Thursday, August 07, 2008

Remember When You Were Young….

I appreciate all kinds of good music. "Good "is defined as what I like, and what I don't like is stamped as "Bad".

My band is Pink Floyd. I liked the revival Gilmour lead 80s-90s stuff, certainly a good show, but the real Floyd ends with "The Wall" in 1979. The final cut..well….

I worked with a young musician in 2005 when the Geldolf live aid concerts were done, and he was even blown away by the one-off throw together concert the Floyds did with the more accessible songs like "Money" and "Wish you were Here". I laughed, and said yeah, I did not expect them to play "Careful with that Axe Eugene", in which Waters whispers then screams at the top of his lungs for the several minutes.

One's appreciation of art and music is entwined with one's emotions and state of mind at the time you read/listen. I re-read Tolstoy and loved every bit of it. I tried to re-read Dostoyevsky, and couldn't do it. Mr D could write, I just wasn't into it when I tried to re-read it.

Waters took over the band – you can hear the exact point – on Animals during "Dogs" when he takes over lead from Dave in the line "gotta admit…..". Now I know "Dogs" is 17 plus minutes long, but he kept the stick for the rest of the relay. I was very mad at Roger for a very, very long time. In 2005 I figured if Dave, Rick and Nick could forgive Roger, maybe I could too. In the winter of 2006, I re-considered it all from The First album on…and I was back!!

Now leave it to me to chose, as his favourite band, one where the founder went totally off, having fried his brain on LSD, and where the eventual new leader went almost as badly off into a bathos that was simply not listenable.

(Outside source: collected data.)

Issue #6828, opened 2017-11-10
TimeDelta includes some methods that don't apply


astrofrog:
It looks like ``TimeDelta`` includes some methods it probably shouldn't. For example ``TimeDelta.now()`` doesn't make sense, and maybe ``TimeDelta.light_travel_time``.

mhvk:
@taldcroft - these methods are inherited directly from `Time`. To avoid this, should we have a `TimeBase` from which both `Time` and `TimeDelta` inherit? It is rather painful in that then `isinstance(..., Time)` will no longer catch a `TimeDelta`. But I'm not sure how else to solve this.

Cadair:
Could some combo of ABCs and subclass hooks fix the `isinstance(..., TIme)` work?

taldcroft:
Good point.  The only question is if we are getting into "perfect is the enemy of good" territory (unless @Cadair can produce the appropriate magic).

astrofrog:
@mhvk - just to check, why should ``isinstance(..., Time)`` catch ``TimeDelta``? Those are two quite different things, so in fact ``isinstance(..., Time)`` returning ``False`` for ``TimeDelta`` seems like a feature to me :)

astrofrog:
Just to clarify my comment, here's what I get with the datetime module:

```python
In [3]: from datetime import datetime

In [5]: dt1 = datetime.now()

In [6]: dt2 = datetime.now()

In [7]: dt2 - dt1
Out[7]: datetime.timedelta(0, 4, 731509)

In [8]: isinstance(dt2 - dt1, datetime)
Out[8]: False

In [9]: isinstance(dt1, datetime)
Out[9]: True
```

There's really no reason ``TimeDelta`` should be as a subclass of ``Time``.

mhvk:
@astrofrog - I agree with you that conceptually they're different and it makes sense to have a `TimeBase`. It is just that this may break code, as it is not how it is implemented...

PR #10652, opened 2020-08-13
 Prevent comparisons between Time and TimeDelta from succeeding.

### LINKED ISSUE #10651: Time comparisons sometimes fail to fail
From https://github.com/astropy/astropy/pull/10646#discussion_r470067619
```
In [21]: TimeDelta(1*u.day, scale='tai') < Time('J2000')                                                                            
Out[21]: True
```

The reason this fails is that the comparisons first try to get both arguments to the same class and scale, and this works when it wasn't expected to work:
```
In [35]: Time(TimeDelta(1<<u.day, scale='tt'))                                                         
Out[35]: <TimeDelta object: scale='tt' format='jd' value=1.0>
```

It is not completely obvious whether generically a superclass passing back a subclass unchanged is OK, but for `Time` is shouldn't happen!

mhvk:
fixes #10651

### DIFF
--- a/CHANGES.rst
+++ b/CHANGES.rst
@@ -166,6 +166,9 @@ astropy.tests
 astropy.time
 ^^^^^^^^^^^^
 
+- ``Time`` can no longer be initialized with subclasses such as ``TimeDelta``,
+  thus allowing one to count on getting a ``Time`` instance. [#10652]
+
 astropy.timeseries
 ^^^^^^^^^^^^^^^^^^
 
@@ -246,6 +249,9 @@ astropy.tests
 
 astropy.time
 ^^^^^^^^^^^^
+
+- Prevent comparisons between ``Time`` and ``TimeDelta`` from sometimes succeeding.
+  [#10652]
 
 astropy.timeseries
 ^^^^^^^^^^^^^^^^^^
--- a/astropy/time/core.py
+++ b/astropy/time/core.py
@@ -395,6 +395,8 @@ class Time(ShapedLikeNDArray):
             update_leap_seconds()
 
         if isinstance(val, cls):
+            if not type(val) is cls:
+                raise TypeError(f"cannot instantiate {cls} with a {type(val)}.")
             self = val.replicate(format=format, copy=copy)
         else:
             self = super().__new__(cls)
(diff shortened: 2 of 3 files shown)


taldcroft:
This has made me think about what should happen when passing a Time subclass into Time. Previously the subclass would come out directly, which is definitely wrong. But my intuition is that you would get back out the same moment(s) of time but represented in a pure `Time` object.  E.g. we have a subclass of `Time` called `CxoTime` for Chandra ops work. One should be able to do:
```
Time(CxoTime('2020:001'))
```
Enabling this behavior would probably mean taking out the init handling in `__new__` (which I put into #523) and doing something more like a4b8041 in #523. And you would need to have some special handling to specifically exclude subclasses of `TimeDelta` in the `Time` initializer.

Anyway, I'm OK with merging this basically as-is, but with a caveat of adding an API change entry noting that `Time` and `TimeDelta` can no longer be initialized from sub-classes. We could add a placeholder issue to rework the initialization to allow init from an "appropriate" subclass.

mhvk:
@taldcroft - yes, I agree, one would expected `Time(TimeSubClass(...))` to work, just like `Quantity(Angle(...))` returns a `Quantity`. It would also be solved if we restructured to have a `TimeBase` class of which both `Time` and `TimeDelta` are subclasses - see https://github.com/astropy/astropy/issues/6828#issuecomment-343749941

One thing regarding the API change: that is nominally not OK for 4.0.2 -- though I guess the current behaviour for the initializer is somewhat of a bug.

taldcroft:
Yeah, that `TimeBase` idea is good.

I guess there are two options:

My dearly departed best friend of 25 years who left us in august 2007 attended the 1977 Montreal Olympic stadium concert where the band pretty much imploded as a live act, collapsing under their own weight of self-absurdity. She had a bootleg of that concert and the tender, loving anthem of "Echoes" was differently presented as, since it was at the end of the tour, Dave and Rick's voices were shot to hell and instead of a few mellow hippies singing about labyrinths and coral caves, it sounded like Johnny Rotten and Iggy Pop in a duet. It was also where Roger spat at the audience, something that Mr. Rotten did, and was a Rotten thing not a Roger thing. Of that friend, my tribute to her is, and shall always be, from "Shine on you crazy Diamond", Roger's tribute to Sid:

Pile on many more layers, and I'll be joining you there.